→ **Record set**
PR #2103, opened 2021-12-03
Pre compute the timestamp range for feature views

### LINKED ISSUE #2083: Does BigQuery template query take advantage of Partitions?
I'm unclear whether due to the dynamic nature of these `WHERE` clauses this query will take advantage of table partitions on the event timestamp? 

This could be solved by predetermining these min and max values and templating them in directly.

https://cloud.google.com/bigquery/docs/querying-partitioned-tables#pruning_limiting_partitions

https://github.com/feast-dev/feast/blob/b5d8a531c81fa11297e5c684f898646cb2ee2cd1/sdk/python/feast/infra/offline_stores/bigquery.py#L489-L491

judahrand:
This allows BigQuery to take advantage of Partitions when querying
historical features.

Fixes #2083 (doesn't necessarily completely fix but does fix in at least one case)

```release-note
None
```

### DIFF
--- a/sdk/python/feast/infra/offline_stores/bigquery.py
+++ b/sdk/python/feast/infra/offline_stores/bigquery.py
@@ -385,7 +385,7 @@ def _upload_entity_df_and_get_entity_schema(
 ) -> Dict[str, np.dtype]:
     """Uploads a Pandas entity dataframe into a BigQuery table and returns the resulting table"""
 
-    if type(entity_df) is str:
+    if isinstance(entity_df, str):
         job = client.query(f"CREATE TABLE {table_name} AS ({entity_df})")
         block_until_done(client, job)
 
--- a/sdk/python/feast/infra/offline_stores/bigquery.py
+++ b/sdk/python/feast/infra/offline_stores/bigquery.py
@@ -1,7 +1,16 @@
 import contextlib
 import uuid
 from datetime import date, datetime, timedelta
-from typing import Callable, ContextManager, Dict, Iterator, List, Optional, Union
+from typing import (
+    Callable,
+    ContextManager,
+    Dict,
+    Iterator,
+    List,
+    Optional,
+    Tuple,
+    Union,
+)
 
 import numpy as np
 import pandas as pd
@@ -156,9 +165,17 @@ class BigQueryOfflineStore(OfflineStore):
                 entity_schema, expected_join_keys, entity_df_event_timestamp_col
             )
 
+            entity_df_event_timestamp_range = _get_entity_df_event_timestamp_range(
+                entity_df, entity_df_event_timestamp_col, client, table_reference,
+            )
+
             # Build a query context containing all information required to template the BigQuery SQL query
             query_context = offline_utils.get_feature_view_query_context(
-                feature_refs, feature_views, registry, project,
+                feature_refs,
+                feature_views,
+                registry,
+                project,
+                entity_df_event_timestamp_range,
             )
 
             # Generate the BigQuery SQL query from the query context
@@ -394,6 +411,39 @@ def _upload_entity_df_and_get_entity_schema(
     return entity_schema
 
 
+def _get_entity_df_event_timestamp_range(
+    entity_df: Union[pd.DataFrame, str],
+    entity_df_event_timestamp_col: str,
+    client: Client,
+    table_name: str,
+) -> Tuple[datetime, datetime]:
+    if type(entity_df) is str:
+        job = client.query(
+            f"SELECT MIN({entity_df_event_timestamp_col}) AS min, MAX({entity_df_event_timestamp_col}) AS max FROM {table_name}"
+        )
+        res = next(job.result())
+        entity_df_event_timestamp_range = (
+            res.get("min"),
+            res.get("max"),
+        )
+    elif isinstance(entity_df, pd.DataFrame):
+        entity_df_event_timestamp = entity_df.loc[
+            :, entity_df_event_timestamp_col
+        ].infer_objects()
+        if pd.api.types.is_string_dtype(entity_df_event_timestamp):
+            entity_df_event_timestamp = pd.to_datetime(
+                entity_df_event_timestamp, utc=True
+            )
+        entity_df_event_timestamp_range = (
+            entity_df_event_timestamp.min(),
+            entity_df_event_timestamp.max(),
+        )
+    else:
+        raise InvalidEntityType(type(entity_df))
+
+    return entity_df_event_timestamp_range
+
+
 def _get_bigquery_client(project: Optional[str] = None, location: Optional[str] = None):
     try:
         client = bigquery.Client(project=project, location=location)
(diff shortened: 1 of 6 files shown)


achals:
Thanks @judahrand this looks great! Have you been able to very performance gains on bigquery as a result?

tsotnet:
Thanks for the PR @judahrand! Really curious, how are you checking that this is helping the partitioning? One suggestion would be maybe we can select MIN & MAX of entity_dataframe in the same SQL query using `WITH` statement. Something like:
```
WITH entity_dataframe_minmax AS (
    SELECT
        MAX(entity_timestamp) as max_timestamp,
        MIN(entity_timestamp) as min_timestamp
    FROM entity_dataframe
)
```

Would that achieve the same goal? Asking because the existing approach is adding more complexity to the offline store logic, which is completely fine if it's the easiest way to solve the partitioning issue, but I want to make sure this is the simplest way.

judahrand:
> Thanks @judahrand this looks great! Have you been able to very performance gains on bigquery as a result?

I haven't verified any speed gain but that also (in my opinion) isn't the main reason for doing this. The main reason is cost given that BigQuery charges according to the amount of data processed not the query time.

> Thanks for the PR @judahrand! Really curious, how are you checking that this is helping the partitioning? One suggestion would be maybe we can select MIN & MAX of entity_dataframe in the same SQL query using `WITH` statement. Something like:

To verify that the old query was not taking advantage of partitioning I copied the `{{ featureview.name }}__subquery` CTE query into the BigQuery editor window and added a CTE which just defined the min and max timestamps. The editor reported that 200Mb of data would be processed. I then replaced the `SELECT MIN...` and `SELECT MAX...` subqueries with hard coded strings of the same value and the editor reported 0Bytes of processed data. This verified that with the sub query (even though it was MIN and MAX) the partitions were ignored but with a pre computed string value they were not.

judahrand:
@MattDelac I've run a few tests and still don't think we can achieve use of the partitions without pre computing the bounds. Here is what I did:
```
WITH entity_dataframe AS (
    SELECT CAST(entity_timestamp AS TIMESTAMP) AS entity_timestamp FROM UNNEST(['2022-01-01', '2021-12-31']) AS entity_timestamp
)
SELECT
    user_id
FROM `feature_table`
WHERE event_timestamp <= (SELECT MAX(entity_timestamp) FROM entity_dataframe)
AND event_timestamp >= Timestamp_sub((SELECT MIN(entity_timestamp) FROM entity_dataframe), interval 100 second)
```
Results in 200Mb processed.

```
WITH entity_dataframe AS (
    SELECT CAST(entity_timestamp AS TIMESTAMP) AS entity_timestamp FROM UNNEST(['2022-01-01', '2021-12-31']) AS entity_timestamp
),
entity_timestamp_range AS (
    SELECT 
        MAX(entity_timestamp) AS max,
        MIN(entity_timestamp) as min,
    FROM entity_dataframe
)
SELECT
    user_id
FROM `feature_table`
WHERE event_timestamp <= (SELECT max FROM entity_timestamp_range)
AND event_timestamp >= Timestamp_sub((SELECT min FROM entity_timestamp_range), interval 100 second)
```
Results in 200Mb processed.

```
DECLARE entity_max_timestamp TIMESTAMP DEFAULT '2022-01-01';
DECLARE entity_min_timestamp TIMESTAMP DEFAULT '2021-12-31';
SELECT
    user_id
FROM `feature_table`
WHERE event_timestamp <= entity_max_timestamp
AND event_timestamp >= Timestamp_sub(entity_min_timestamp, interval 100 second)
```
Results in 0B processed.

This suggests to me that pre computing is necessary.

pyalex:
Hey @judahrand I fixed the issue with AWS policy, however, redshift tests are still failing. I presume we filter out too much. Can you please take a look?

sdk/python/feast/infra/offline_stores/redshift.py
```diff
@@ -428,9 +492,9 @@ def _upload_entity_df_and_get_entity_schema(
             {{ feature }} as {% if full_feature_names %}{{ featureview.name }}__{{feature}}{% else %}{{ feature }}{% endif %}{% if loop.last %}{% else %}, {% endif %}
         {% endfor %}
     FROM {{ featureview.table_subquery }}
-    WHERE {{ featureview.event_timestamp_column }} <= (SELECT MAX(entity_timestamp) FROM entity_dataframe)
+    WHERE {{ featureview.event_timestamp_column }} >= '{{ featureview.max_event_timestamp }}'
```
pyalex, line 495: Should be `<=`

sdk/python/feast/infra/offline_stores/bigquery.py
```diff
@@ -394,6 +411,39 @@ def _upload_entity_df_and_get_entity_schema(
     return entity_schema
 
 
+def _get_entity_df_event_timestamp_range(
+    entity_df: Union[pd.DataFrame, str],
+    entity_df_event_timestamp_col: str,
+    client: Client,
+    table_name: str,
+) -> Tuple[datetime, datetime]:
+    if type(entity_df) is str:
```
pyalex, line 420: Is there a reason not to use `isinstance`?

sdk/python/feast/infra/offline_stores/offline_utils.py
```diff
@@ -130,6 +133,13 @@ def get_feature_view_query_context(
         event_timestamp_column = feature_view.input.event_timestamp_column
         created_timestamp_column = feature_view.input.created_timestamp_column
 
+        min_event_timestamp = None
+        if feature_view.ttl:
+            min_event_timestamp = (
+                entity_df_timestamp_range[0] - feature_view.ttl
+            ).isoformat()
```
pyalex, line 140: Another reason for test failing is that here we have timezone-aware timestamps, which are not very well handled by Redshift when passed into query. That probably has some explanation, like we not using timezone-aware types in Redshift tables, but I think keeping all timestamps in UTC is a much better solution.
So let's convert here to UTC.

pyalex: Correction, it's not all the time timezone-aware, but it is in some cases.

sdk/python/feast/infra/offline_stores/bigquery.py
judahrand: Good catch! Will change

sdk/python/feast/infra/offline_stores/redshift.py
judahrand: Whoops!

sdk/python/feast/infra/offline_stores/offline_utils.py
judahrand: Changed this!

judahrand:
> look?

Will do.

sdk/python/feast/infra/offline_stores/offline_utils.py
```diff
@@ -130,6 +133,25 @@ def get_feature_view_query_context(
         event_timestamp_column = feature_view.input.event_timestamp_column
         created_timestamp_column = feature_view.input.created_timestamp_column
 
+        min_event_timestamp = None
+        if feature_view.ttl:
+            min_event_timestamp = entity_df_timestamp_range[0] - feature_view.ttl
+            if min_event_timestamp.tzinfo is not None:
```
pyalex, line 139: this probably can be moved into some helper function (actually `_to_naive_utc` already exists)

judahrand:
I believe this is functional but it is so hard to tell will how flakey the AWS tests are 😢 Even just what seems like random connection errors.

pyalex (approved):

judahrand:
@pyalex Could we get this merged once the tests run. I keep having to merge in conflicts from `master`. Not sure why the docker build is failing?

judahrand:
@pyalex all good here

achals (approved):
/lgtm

==

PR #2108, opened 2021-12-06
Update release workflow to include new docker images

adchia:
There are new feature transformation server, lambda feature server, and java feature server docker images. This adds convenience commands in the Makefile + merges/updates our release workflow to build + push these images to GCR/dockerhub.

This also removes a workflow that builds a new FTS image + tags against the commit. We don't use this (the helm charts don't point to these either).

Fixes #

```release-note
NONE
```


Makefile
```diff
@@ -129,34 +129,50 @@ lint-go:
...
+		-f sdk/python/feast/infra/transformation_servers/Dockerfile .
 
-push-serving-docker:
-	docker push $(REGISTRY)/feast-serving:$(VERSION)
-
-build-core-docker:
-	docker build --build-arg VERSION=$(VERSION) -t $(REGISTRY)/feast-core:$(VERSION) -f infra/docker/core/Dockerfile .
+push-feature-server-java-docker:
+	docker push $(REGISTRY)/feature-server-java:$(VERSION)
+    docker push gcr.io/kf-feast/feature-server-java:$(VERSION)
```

→ **Problem requirements**
Take each line of the material that contains the word "typing" and list it.

→ **Result below**
-from typing import Callable, ContextManager, Dict, Iterator, List, Optional, Union
+from typing import (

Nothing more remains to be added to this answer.